Q & A with Liz Jones

Liz Jones has been in the hair and makeup industry for over 20 years. She's worked for publications such as Australian Vogue, InStyle and Harper's Bazaar as well as international publications Vanity Fair Italia, Grazia and Wallpaper. She has been a judge on a panel of experts to determine 'The Best Beauty Buys' for Australian 'InStyle' Magazine 2009, 2010, 2011 and 2012 editions.

Not only does she boast a list of high profile clients, but in 2008, Liz launched her own range of makeup kits.

She let's us in on some of her insider tips to create a flawless face.

What is your favourite foundation? Is it different for Television, editorials and everyday life, if so why? For instance, does zinc oxide come up white in a flash.

My Favourite foundation is Giorgio Armani. I do add a small amount of Shiseido lifting foundation for shoots because I need slightly more coverage. For every day the Armani foundation on it’s own has plenty of coverage. (I don’t think zinc oxide is a problem for shoots because you need to be extremely close to the face with flash and professionals don’t really shoot like that. It’s more likely to happen with a domestic camera but then you’re probably too close to the face or the flash is too harsh (this tends to whiten the face anyway).

What is your preference for applying foundation – fingers, brush, sponge?

I always apply foundation with my fingers. I think you can work it into your skin more easily and you don’t lose product that is absorbed by a sponge or a brush.

If I’m buying foundation and am a colour in between 2 shades, which should I go for? Slightly darker or slightly lighter? Slightly Pink or slightly yellow?

I would buy both and mix them together, however this can be a hassle if you have to mix two products together every time to apply foundation. If only buying one product I would always go lighter, if it’s only by a half shade it will be ok just remember to use a small amount on your neck to help blend the colour difference. Going darker makes the skin look grubby and dull. Always err on the side of yellow foundation, even people with pink skin tones should not be matching to pink. A pink skin tone is not ideal as it can make the skin look irritated .You should always go slightly yellow, particularly with a pink skin tone as it counters the red.

What’s your trick to giving the illusion of flawless skin on models?

Even if a model has bad skin, I will never apply thick layers of foundation. I always apply a light coat and then use a strong concealer just on the spots and blemishes and finish with a loose powder. This helps give the illusion that the model doesn’t have much product on hence 'flawless skin'.

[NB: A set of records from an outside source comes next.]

PR #876, opened 2024-05-07
1.18+ Book editing feature

unlimitedcoder2:
In 1.18 a new book editing packet was added
https://github.com/prismarinejs/mineflayer/issues/3204

### DIFF
--- a/data/pc/common/features.json
+++ b/data/pc/common/features.json
@@ -238,7 +238,7 @@
   },
   {
     "name": "hasEditBookPacket",
-    "description": "book editing is handled through a packet",
+    "description": "book editing is handled through a packet with the updated book item",
     "versions": [
       "1.13",
 	  "1.17.1"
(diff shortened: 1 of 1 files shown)


data/pc/common/features.json
```diff
@@ -238,9 +238,17 @@
...
     "name": "hasEditBookPacket",
-    "description": "book editing is handled through a packet",
+    "description": "book editing is handled through a packet with the updated book item",
     "versions": [
       "1.13",
+	  "1.17.1"
+    ]
+  },
+  {
+    "name": "hasNonNbtEditBookPacket",
```
extremeheat, line 248: The feature naming is confusing here. Can you elaborate what exactly the difference in packet is before vs after?

unlimitedcoder2: The old edit book packet serializes the item and uses the nbt data from that
image

New packet sends the pages and title as packet fields
image

extremeheat: How about adding a `editBookPacketUsesNbt` feature then? This seems clearer than the current naming between `hasEditBookPacket` and `hasNonNbtEditBookPacket`, as there is actaully an edit book packet on both version ranges.

extremeheat: Done

extremeheat (approved):

PR #878, opened 2024-06-03
1.20.5 data

qwqtoday:


extremeheat:
You can remove the protocol data from the PR and add it in a different PR. That will require more manual review.

qwqtoday:
Ok

qwqtoday:
I made another pr so the commit history will be nicer #879

PR #879, opened 2024-06-09
Add some 1.20.5 data

qwqtoday:
1.20.5 update


data/pc/1.20.5/foods.json
```diff
@@ -0,0 +1 @@
+[]
```
extremeheat, line 1: is this supposed to be blank?

data/pc/1.20.5/entities.json
```diff
@@ -0,0 +1,1302 @@
+[
```
extremeheat, line 1: ok for now, but there is additional data to extract here with the extractor in tools/js/extractMcpcEntityMetadata for extracting metadata keys (used in mineflayer)

data/pc/1.20.5/foods.json
extremeheat: Likely a failure of the extractor, this would need to be fixed. Doesn't seem like there was any changes to 1.20.5 food list so it may be possible to write a script to just update the item IDs.

tools/js/extractPcFoods.js
```diff
@@ -0,0 +1,58 @@
+const fs = require('fs')
```
extremeheat, line 1: I fixed the foods for now with a new extraction script here via the source code

extremeheat:
LGTM @rom1504

extremeheat:
Going to merge this to not conflict with/block 1.20.5 protocol data

rom1504:
Thanks for handling it @extremeheat

Issue #636, opened 2018-01-01
Add symlink info to status bar


aramazano:
In pcmanfm-qt symlinks are represented with a different icon, but that's all. No other information is shown in the main (detailed list) view, nor in the status bar. I have to look into properties of a symlink to see which file it is pointing to.

In detailed view under the "file type" column, *destination* file type is shown for a symlink (e.g. "plain text file"), whereas it would be better if it read "symbolic link" or "symlink to plain text file" or something like this.

In the status bar it repeats the file name and destination file type, whereas it would be better to show the structure of the symlink, something like "sample-link.txt -> ../../somedirectory/real-file.txt"

##### System Information

* Distribution & Version: Debian Stretch (9.3)
* Kernel: 4.9.0-4-amd64
* Qt Version: 5.7.1
* lxqt-build-tools Version: ?
* libqtxdg Version: ?
* libfm-qt Version: libfm-qt3:amd64 0.11.2-1
* Package version: PCManFM-Qt 0.11.3

tsujan:
Symlinks are clearly distinguished from other files by their emblems and their file types are definitely those of their targets.

The only valid feature requested here is some symlink info on the statusbar -- although I'm not sure about cluttering the statusbar.

aramazano:
There are certain situations where I systematically change some symlinks in a directory. When I enter such a directory, I feel clueless regarding which symlink is pointing to which file lately. Then I have to check each symlink's properties to get a picture of the latest setup.

I believe showing symlink structure in the status bar is more of a usability enhancement than clutter.

aramazano:
A more generalized solution might be showing the output of file(1) command in the status bar, without any post-processing at all. Parameters to the command could be adjusted so that the longest output (of file command) can still fit in the space provided by status bar (in case a file has too long a name, then output should be trimmed, so some post-processing might still be needed after all).

For instance something like this could be used for a reasonably concise output:

file -e cdf -e compress -e elf -e tar $FILE

Additionally, full output of the "file" command could be added in the properties dialog. I think That would be cool. This would give better view/control to users, while not getting in the way, I think

So, info gathering part is delegated to the file command, and pcmanfm-qt does only the presentation part. Full info in the right-click dialog should not clutter user experience since it is neatly hidden away in normal use. Since only one file's properties processed at a time, it won't hog the CPU or memory.

[...]

PR #641, opened 2018-01-08
Add symlink target info to statusbar

tsujan:
Fixes https://github.com/lxde/pcmanfm-qt/issues/636.


agaida:
Works fine and is GTM - but who is responsible for the translations showed?

tsujan:
> but who is responsible for the translations showed?

The translators. They modify/complete their translations once in a while, and that's the case with all localized apps.

PR #642, opened 2018-01-30
Drop usage of Fm::IconTheme

palinek:
..as it is not needed any more.

Note: must be merged before or right after lxde/libfm-qt#165


tsujan:
Please remove `libfm-qt/icontheme.h` from `autorundialog.cpp` and then GTM.

palinek:
> Please remove libfm-qt/icontheme.h from autorundialog.cpp and then GTM.

Done..

agaida:
GTM

PR #667, opened 2018-05-06
Migrate to the new libfm-qt Fm::FileLauncher API.

PCMan:
This needs https://github.com/lxqt/libfm-qt/pull/186

### DIFF
--- a/pcmanfm/launcher.cpp
+++ b/pcmanfm/launcher.cpp
@@ -37,7 +37,7 @@ Launcher::~Launcher() {
 
 }
 
-bool Launcher::openFolder(GAppLaunchContext* ctx, const Fm::FileInfoList& folderInfos, Fm::GErrorPtr& err) {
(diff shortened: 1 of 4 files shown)


tsujan:
@agaida I see them as an annoyance ;)

tsujan:
I don't want to start a discussion about this new trend -- I just dislike it -- but, for example, that "falls through blah blah" message made me do a wrong thing in libfm-qt PR 186 today. I realized that when searching for the cause of a real problem, in contrast to false problems some of these warnings create. Whether I'm stupid or these new warnings is another question ;)

tsujan:
"BTW", found a real problem to fix here: the quick execution option isn't respected.

agaida:
btw: some annoyances quickly mutate to real bugs - esp. when maintainers switch warnings to bugs in the compiler preset - and yes, i know exactly what i'm talking about. Bitten by debians presettings more than one time - do you remember the g_assert bug in libfm?

tsujan:
I don't deny the fact that some of them are not only useful but necessary. However, even things like usefulness or happiness have a limit, beyond which they would be senseless :D

agaida:
GTM

PR #675, opened 2018-05-19
Bumped minor version to 13

agaida:


tsujan:
Ignore this if irrelevant: Does pcmanfm-qt always depend on the latest libfm-qt?

agaida:
it is not irrelevant  - right now it should, but we never check it - not so clever
```
find_package(fm-qt REQUIRED)
```

agaida:
lxqt/pcmanfm-qt/pull/677 - would be possible, right now it is up to the package maintainers to make sure that the right™ version of lifbm-qt is used

tsujan:
Interesting. I thought the dependency was hidden somewhere.

agaida:
the problem with the most cmake scripts is that they are far to complex

Best example might be quassel - maybe i'm only to old fashioned, but i like the idea to have all dependencies in the "root" CMakeLists.txt instead in the components. Same for options, as far as possible. And i really do _not_ like magic in these files.

PR #677, opened 2018-05-20
Set required minimum versions

agaida:


tsujan:
I like this. Sometimes -- as recently -- pcmanfm-qt needs the latest libfm-qt, so it's better to make the dependency always explicit.

agaida:
bah - wrong :D

agaida:
we should take the lib versionion instead of the package version i guess

tsujan:
> we should take the lib versionion instead

OK.

PR #682, opened 2018-05-26
Prefer theme icons for view actions

tsujan:
Fixes https://github.com/lxqt/pcmanfm-qt/issues/618

Only for pcmanfm-qt -- the file dialog still uses style icons.

For a good look and feel, theme icons should be used as far as possible, unless all icons are hard-coded, which isn't the case for pcmanfm-qt.


PCMan:
GTM

PR #690, opened 2018-06-05
Correctly set the required version of libfm-qt.

PCMan:
Now pcmanfm-qt requires libfm-qt API 0.14.0 (ABI version / so version: 6.0.0)

I noted that previously the ABI version (so version) "5.0.0" is mistakenly written into the libfm-qt cmake config version module while API version "0.13.1" should be used.
So I fix this, but this caused the version number returned by the find libfm-qt cmake module decreased from 5.0.0 to 0.14.0.
Not sure if this will cause side effects.

This PR is for the changes in https://github.com/lxqt/libfm-qt/pull/203


luis-pereira:
@PCMan This will mess things up. 
Will take a look into https://github.com/lxqt/libfm-qt/pull/203.

luis-pereira:
Hmmm packaging wasn't using `find_package()` version number. So this only affect us.
Making some additional checks

PR #692, opened 2018-06-06
Fix several FTBFS related to libfm dependecy drop

luis-pereira:
Just remove the libfm headers and include libfm-qt ones.


PCMan:
@luis-pereira thank you. sorry that I missed these wrong headers.

luis-pereira:
@PCMan No problem. I uninstalled libfm so it was easy to spot them.

PR #694, opened 2018-06-10
Fix the functionality of "Connect to remote server"

yan12125:
By correcting handling of URIs

Depends on https://github.com/lxqt/libfm-qt/pull/210

Testing: install `gvfs` package and connect to an sftp server via Go -> Connect to remote

PS. This bug is originally reported at the Arhc Linux bug tracker: https://bugs.archlinux.org/task/58940


tsujan:
LGTM

PR #723, opened 2018-07-11
Fix DND and drop indicator on desktop

tsujan:
Fixes https://github.com/lxqt/pcmanfm-qt/issues/706 and https://github.com/lxqt/pcmanfm-qt/issues/722

(1) When items are dragged and dropped on any desktop position other than that of a directory, they will stick to it (and to its following positions), moving next sticky items if needed. When desktop items are dropped on themselves or on a directory, the DND menu will be shown.

(2) The drop rectangle (when dragging desktop items on desktop folders) is also fixed by drawing it explicitly.


agaida:
LGTM

tsimonq2:
LGTM.

PR #725, opened 2018-07-12
Fix closing tab on ejecting/unmounting

tsujan:
Fixes https://github.com/lxqt/pcmanfm-qt/issues/695

When unmounting/ejecting is done from the places view, we should wait for the process to be finished (and auto-destroyed) and only then, remove the tab page; otherwise, the process might be finished with error because its object is a child of the places view.

For the sake of certainty, the same thing is done in the case of changing directory to user's home (I've seen random crashes with various backtraces otherwise).

Please also note that `QObject::destroyed` is used instead of `MountOperation::finished` intentionally, for cases of multiple operations (which may be practically impossible).


agaida:
will have a look later

agaida:
GTM

PR #755, opened 2018-08-13
Consider detailed view switch with transient filter-bar

tsujan:
When the current view is switched to or from the detailed list, it's deleted and recreated. So, we should re-install our event filter in such cases; otherwise, the transient filter-bar won't work until the window is closed and reopened.


tsujan:
This was just missing from https://github.com/lxqt/pcmanfm-qt/commit/71c73c9eccf75a4540a5e80ad416a1929c8316c8 ; hence merging.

Does your foundation choice change depending on the makeup style – for instance, if you do a smokey eye do you use a more dewy foundation, if you do bold lips, then matte foundation?

I prefer to change the finish of the foundation with loose powder. I do this because I find matte foundations too heavy and I like to control the finish. If I want a more matte finish I will apply more powder. If I want a dewy finish then often I will only powder around the nose, chin and forehead. I prefer loose powders that are not white but slightly tinted such as Eden by Nars because they blend more easily into the skin. Often loose translucent powders are slightly white and because of that they are visible on the skin, I don’t like seeing product on the skin, particularly powder, as it looks 'too made up'.

Do you notice a big difference with drugstore brand vs a luxury brand foundation?

Unfortunately yes. There may not be a huge difference when you first apply but it’s about how a foundation performs throughout the day. Often cheaper foundations separate on the skin or become dry and powdery. Or they sit on top of the skin like a mask. However, I’ve seen a few expensive foundations do the same thing!! So it’s about quality and colour tone usually found in more premium brands that are well researched and have optimum ingredients. Always spend money on a foundation, the rest of your make up such as eye shadows, blushes etc are about colour, sometimes you can find good colours in cheaper ranges.

What are the Liz Jones favourites?

Favourite mineral foundation:
I'm yet to find one that I like enough to recommend. I find that they are all a bit powdery for me, however the mineral tinted moisturisers don't seem to be as powdery see recommendation below.

Favourite foundation all rounder:
Giorgio Armani Luminous Silk Foundation. If you prefer a more matte foundation then Shu Eumera Face Architect is a good one.

Favourite liquid foundation:
Giorgio Armani Luminous Silk Foundation.

Favourite compact / Pressed powder:
I don't use pressed powders as I find they add another strong layer of product to the skin. If you do need to use a pressed powder Shu Uemura make a good one that seems less solid.

Favourite tinted moisturizer:
Elizabeth Arden Mineral Tinted Moisturiser. I use this in summer. It has a great texture and is moisturising. It also gives a moderate amount of coverage to the skin while looking natural.

What is the one tip about foundation that you can pass onto women?

Don’t use too much product and blend well into your skin. Foundation shouldn’t sit on the top of your skin like a mask; it should blend with it. If you have bad skin, use a really good concealer that matches the skin tone for full coverage (Bobbi Brown makes great thick concealers).